ME 100/200 Seminar on "Flexible Composite Structures"

May 14, 2012
Speaker
Dr. Thomas Murphey, Kirtland Air Force Base
Location
ESB 1001
Type
Seminar
Abstract:  The Deployable Structures Thrust Area at the Air Force Research Laboratory, Space Vehicles Directorate maintains an active in-house and contracted research portfolio in the field of deployable space structures. Much of this research focuses on structures and materials that can be elastically folded to allow spacecraft payloads to be compactly packaged for launch and subsequently unfolded on orbit for systems up to 100’s of meters long. This presentation will focus on recent progress in using carbon fiber composites in these structures. Composite materials are used as thin flexures in these structures and interesting and unexpected results have been observed. Failure modes common in traditional structures are suppressed leading to unprecedented elastic fiber compressive strains of 2.5% and extreme fiber constitutive behavior nonlinearities. The talk will present new testing and modeling techniques and results developed specifically for thin composites. Bio:  Dr. Thomas Murphey received his BS from Cal Poly Pomona in 1996 and his MS and PhD from the University of Colorado at Boulder in 2000, all in mechanical engineering. Dr. Murphey’s dissertation examined the nonlinear elastic behavior of wrinkled thin films for membrane apertures. From 2004 until 2010 he led the Deployable Structures Thrust Area at the Air Force Research Laboratory, Space Vehicles Directorate.
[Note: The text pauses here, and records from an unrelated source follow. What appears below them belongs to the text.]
PR #54, opened 2019-03-19
Add Build Phase Scripts

fdiaz:
This PR demonstrates how to add a Build Phase Script to our sample project both as pre-build and post-build.

This is how it looks in the generated project:
image

cc @shepting @dfed @bachand @qyang-nj

### DIFF
--- a/App/BUCK
+++ b/App/BUCK
@@ -29,6 +29,8 @@ first_party_library_dependencies = [
     "//Libraries/SwiftWithMLModel:SwiftWithMLModel",
 ]
 
+# Build Phase scripts need to be added as dependencies.
+# These only get executed when building with Xcode, not Buck.
 build_phase_scripts = [
     ":Hello_World",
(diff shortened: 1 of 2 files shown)


App/BUCK
```diff
@@ -46,7 +51,7 @@ apple_library(
         "//Pods:CryptoSwift",
         ":ExampleAppResource",
         ":ExampleAppAssets",
-    ] + first_party_library_dependencies,
+    ] + first_party_library_dependencies + build_phase_scripts,
```
dfed: Can we put `+ build_phase_scripts` on its own line? Or at least add a comment about what it is doing?

App/BUCK
```diff
@@ -65,6 +70,24 @@ apple_binary(
     ],
 )
 
+xcode_prebuild_script(
```
dfed: A comment re what this does would be lovely. Same for the script below.

PR #56, opened 2019-03-20
[WIP] Add `PromiseKit` 6.1.1. to example project [Option B]

bachand:
## Motivation

Right now the linker is complaining about duplicate symbols in `PromiseKit` when `-all_load` is enabled (see https://github.com/airbnb/BuckSample/pull/53).

## Possible approaches

1. Determine if there are changes we can make to the Buck configurations to resolve build errors.
2. Create a fork of `PromiseKit` 6.1.1 that resolves this issue.

## Current status

Right now the linker is complaining about duplicate symbols in `PromiseKit` when `-all_load` is enabled (see https://github.com/airbnb/BuckSample/pull/53).

## Reviewers

@shepting @qyang-nj @dfed @fdiaz @joeyg

------

**See Option A: https://github.com/airbnb/BuckSample/pull/55**

PR #55, opened 2019-03-20
[WIP] Add `PromiseKit` 6.1.1. to example project [Option A]

bachand:
## Motivation

Right now the linker is complaining about duplicate symbols in `PromiseKit` when `-all_load` is enabled (see https://github.com/airbnb/BuckSample/pull/53).

## Approach

This PR builds on top of https://github.com/airbnb/BuckSample/pull/52 to see if this errors are avoided when `PromiseKit` is a dynamic framework.

## Current status

- `make project` works.
- Builds errors in `PromiseKit`.
- Dependency on https://github.com/airbnb/BuckSample/pull/53

## Reviewers

@shepting @qyang-nj @dfed @fdiaz @joeyg

------

**See Option B: https://github.com/airbnb/BuckSample/pull/56**

PR #58, opened 2019-03-20
Add `PromiseKit` 6.1.1. to example project [Option E]

bachand:
The PR is the simplest solution for getting `PromiseKit` 6.1.1. integrated into `BuckSample`.

The issue we were having was the Buck-generated project wasn't building after we added `-all_load`. We were getting duplicate symbol errors.

It makes sense now why this was happening. Our Buck definition for `PromiseKit` was including too many files to compile.

The `PromiseKit` podspec doesn't list some files as sources.
Screen Shot 2019-03-20 at 1 25 32 PM

Here are the source being compiled by our manually managed project, which consumes `PromiseKit` via the podspec.
Screen Shot 2019-03-20 at 1 26 26 PM

Excluding two files gets the project to build.

Our manually managed project has 27 sources but this project has 26. The only file missing is `PromiseKit-dummy.m`, which I suspect is added by CocoaPods.

This is a replace for https://github.com/airbnb/BuckSample/pull/55 and https://github.com/airbnb/BuckSample/pull/56


Pods/BUCK
```diff
@@ -17,6 +17,26 @@ apple_third_party_lib(
...
 
+apple_third_party_lib(
+    name = "PromiseKit",
+    visibility = ["PUBLIC"],
+    exported_headers = glob([
+        "PromiseKit/**/*.h",
+    ], exclude = [
+        "PromiseKit/AnyPromise+Private.h",
+    ]),
+    headers = glob([
```
dfed: Since the `podspec` does not include any private headers, I don't think we need this line

Pods/BUCK
```diff
@@ -17,6 +17,26 @@ apple_third_party_lib(
...
+        "PromiseKit/**/*.h",
+    ]),
+    srcs = glob([
+        "PromiseKit/**/*.m",
+        "PromiseKit/**/*.swift",
+    ], exclude = [
```
dfed: 👏

Pods/BUCK
bachand: Good call. Removed.

Podfile
```diff
@@ -11,6 +11,8 @@ target 'BuckSample' do
   pod 'CryptoSwift'
   pod 'OHHTTPStubs'
   pod 'Bugsnag'
+  pod 'PromiseKit/CorePromise', '6.1.1'
```
bachand: There is nothing special about this version. It's just what we're using currently.

bachand:
I added code to use `PromiseKit` in `ViewController.swift` and verified that it works.

Screen Shot 2019-03-20 at 3 33 46 PM

Pods/BUCK
dfed: A comment on why we're excluding these things would be dope.

bachand: Great idea: https://github.com/airbnb/BuckSample/pull/58/commits/30bdd930fb85c282ed404027579be0959b2fce1d

PR #61, opened 2019-04-04
Update apple_bundle name

shepting:
This makes Buck commands a little more idiomatic. e.g. `buck build //App:ExampleApp`

 * Update the `apple_bundle` name to be `ExampleApp`
 * Update the `apple_library` to be named `ExampleAppLibrar`
 * Add Apple Watch, and other CI checks.

### DIFF
--- a/Makefile
+++ b/Makefile
@@ -1,5 +1,5 @@
 
-.PHONY : log install_buck build targets pods audit debug test xcode_tests clean project audit
+.PHONY : log install_buck build watch message targets pods audit debug test xcode_tests clean project audit
 
 # Use local version of Buck
 BUCK=tools/buck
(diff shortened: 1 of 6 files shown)


Makefile
```diff
@@ -16,15 +16,21 @@ update_cocoapods:
 	pod install
 
 build:
-	$(BUCK) build //App:ExampleAppBundle
+	$(BUCK) build //App:ExampleApp
+
+watch:
```
dfed: 👏

Makefile
```diff
@@ -1,5 +1,5 @@
 
-.PHONY : log install_buck build targets pods audit debug test xcode_tests clean project audit
+.PHONY : log install_buck build watch message targets pods audit debug test xcode_tests clean project audit
```
bachand: What does this line do? I’ve always wondered

Makefile
```diff
@@ -44,11 +50,13 @@ audit:
 	$(BUCK) audit rules Pods/BUCK > Config/Gen/Pods-BUCK.py
 
 clean:
```
bachand: Should we have `clean` depend on `killall`

Makefile
shepting: Make has trouble knowing when it should run a task again. Something about looking at file timestamps...

This seems to make it _always_ run that task.

Makefile
```diff
@@ -16,15 +16,21 @@ update_cocoapods:
...
 
 debug:
-	$(BUCK) install //App:ExampleAppBundle --run --simulator-name 'Phone: iPhone XS'
+	$(BUCK) install //App:ExampleApp --run --simulator-name 'Phone: iPhone XS'
 
 targets:
 	$(BUCK) targets //...
 
-ci: install_buck targets build test project xcode_tests
+ci: install_buck targets build test project xcode_tests watch message
```
shepting: This line runs extra builds on CI.

Makefile
shepting: I seem to remember being frustrated that some task killed my Xcode. I think that's why I made this change.

Makefile
bachand: 👍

He now serves as the Integrated Structural Systems Group Technology Advisor. Current research interests include tensioned precision structures, diffractive optic structures, reconfigurable RF structures, flexible composite structures, high strain materials, large deployable structures, and CubeSat deployable structures. Dr. Murphey holds 6 patents, has 6 patents pending and has authored or co-authored over 50 publications.